Data excerpts
PR #546, opened 2024-04-21
docs - updates Linkedin example to follow new tested pattern

jtroussard:
Updating the Linkedin example so that it follows the new pattern provided by #530


jtroussard:
@JonathanHuot might need some guidance on the scope of the unit test, also maintainer access to the vault might be more granular, however I have not tried to push anything to secrets using the cli yet.

JonathanHuot:
Wow thanks for the PR let me review.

What is needed -
Return every record in full, word for word.

Response -
PR #546, opened 2024-04-21
docs - updates Linkedin example to follow new tested pattern

jtroussard:
Updating the Linkedin example so that it follows the new pattern provided by #530


jtroussard:
@JonathanHuot might need some guidance on the scope of the unit test, also maintainer access to the vault might be more granular, however I have not tried to push anything to secrets using the cli yet.

JonathanHuot:
Wow thanks for the PR let me review.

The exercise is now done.